### Data excerpts
────────────────

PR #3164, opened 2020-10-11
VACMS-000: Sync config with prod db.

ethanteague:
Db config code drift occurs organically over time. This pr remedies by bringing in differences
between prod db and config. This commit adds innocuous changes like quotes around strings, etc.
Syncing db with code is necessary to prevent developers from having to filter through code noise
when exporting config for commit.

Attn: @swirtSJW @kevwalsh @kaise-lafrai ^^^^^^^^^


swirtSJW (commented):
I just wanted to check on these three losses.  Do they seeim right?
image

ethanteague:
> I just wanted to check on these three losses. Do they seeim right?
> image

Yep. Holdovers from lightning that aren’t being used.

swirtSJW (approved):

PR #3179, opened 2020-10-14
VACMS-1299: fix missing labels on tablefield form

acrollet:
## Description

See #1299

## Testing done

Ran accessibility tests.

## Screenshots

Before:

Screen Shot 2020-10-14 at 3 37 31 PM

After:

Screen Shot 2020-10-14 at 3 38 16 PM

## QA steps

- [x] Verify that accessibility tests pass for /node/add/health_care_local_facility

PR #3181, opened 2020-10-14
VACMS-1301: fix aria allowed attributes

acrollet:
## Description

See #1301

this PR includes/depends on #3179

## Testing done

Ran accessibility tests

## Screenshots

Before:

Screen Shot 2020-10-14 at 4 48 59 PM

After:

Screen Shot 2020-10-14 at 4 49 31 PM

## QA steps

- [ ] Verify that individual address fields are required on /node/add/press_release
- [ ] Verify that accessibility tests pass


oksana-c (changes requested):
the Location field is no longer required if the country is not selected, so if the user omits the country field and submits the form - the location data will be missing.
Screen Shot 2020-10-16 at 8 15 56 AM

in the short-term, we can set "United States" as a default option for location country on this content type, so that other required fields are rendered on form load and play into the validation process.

────────────────

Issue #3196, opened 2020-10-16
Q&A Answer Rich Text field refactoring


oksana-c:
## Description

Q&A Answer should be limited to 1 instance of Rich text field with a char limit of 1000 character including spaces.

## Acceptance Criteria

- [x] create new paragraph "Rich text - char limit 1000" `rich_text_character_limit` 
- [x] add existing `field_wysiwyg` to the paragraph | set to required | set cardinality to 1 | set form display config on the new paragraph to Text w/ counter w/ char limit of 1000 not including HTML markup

────────────────

### Brief
Copy every line of the data where "country" is found.

### Response area
the Location field is no longer required if the country is not selected, so if the user omits the country field and submits the form - the location data will be missing.
in the short-term, we can set "United States" as a default option for location country on this content type, so that other required fields are rendered on form load and play into the validation process.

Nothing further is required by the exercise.